LAUSR

To sustain rapid tumor growth, glioma cells must have the ability to adapt in order to survive in their rapidly changing and often harsh microenvironment. A recent study in the journal Nature elegantly describes a novel survival mechanism and sensitivity to glycine levels in glioblastoma cells as a result of metabolic rewiring in ischemic conditions. The authors initially found that the enzyme glycine decarboxylase (GLDC), whose loss is associated with severe neurodevelopmental defects, is highly expressed in glioblastoma. GLDC is part of an enzyme complex that catalyzes the degradation of glycine. GLDC knockdown in glioblastoma cells led to glycine accumulation and toxicity, as did addition of a cell-permeable glycine analog to the culture medium.
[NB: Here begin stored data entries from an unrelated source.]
PR #783, opened 2025-04-21
fix: add package key in towncrier.toml

jorgepiloto:
Fix the issues raised in https://github.com/ansys/actions/actions/runs/14574889354/job/40878852430 by adding the necessary keys in the `towncrier.toml` file.

### DIFF
--- a/towncrier.toml
+++ b/towncrier.toml
@@ -1,6 +1,5 @@
 [tool.towncrier]
-name = "ansys-actions"
-package = "ansys-actions"
+package = "ansys.actions"
 package_dir  = ".ci/ansys-actions/src"
 directory = "doc/source/changelog"
 filename = "doc/source/changelog.rst"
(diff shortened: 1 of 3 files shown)


towncrier.toml
```diff
@@ -1,5 +1,7 @@
 [tool.towncrier]
 name = "ansys-actions"
```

The authors found that glycine toxicity in the absence of GLDC resulted from accumulation of toxic metabolites, including aminoacetone and methylgloxal. They then examined the upstream enzyme serine hydroxymethyltransferase 2 (SHMT2), which acts as a key source of glycine in proliferating cells by converting serine to glycine. Accordingly, SHMT2 suppression prevented glycine accumulation and toxicity in GLDC-knockdown glioblastoma cells. In patient tumor specimens, SHMT2 and GLDC were highly expressed in pseudopallisading cells, suggesting a potential role in ischemia. Consistent with this observation, knockdown of SHMT2 slowed glioblastoma cell growth under low-oxygen conditions, and cell survival was impaired in vivo, which was rescued by SHMT2 overexpression. Further metabolic analysis revealed that suppression of SHMT2 increased pyruvate kinase M2 (PKM2) flux and oxygen consumption. Thus, metabolic rewiring in ischemic glioma cells involves increased SHMT2 levels, which lowers oxygen consumption via PKM2. Upregulation of SHMT2 also creates a dependence on glycine clearance by GLDC. This is a novel therapeutic vulnerability in ischemic glioma cells, and GLDC could therefore be a potential metabolic target for future development.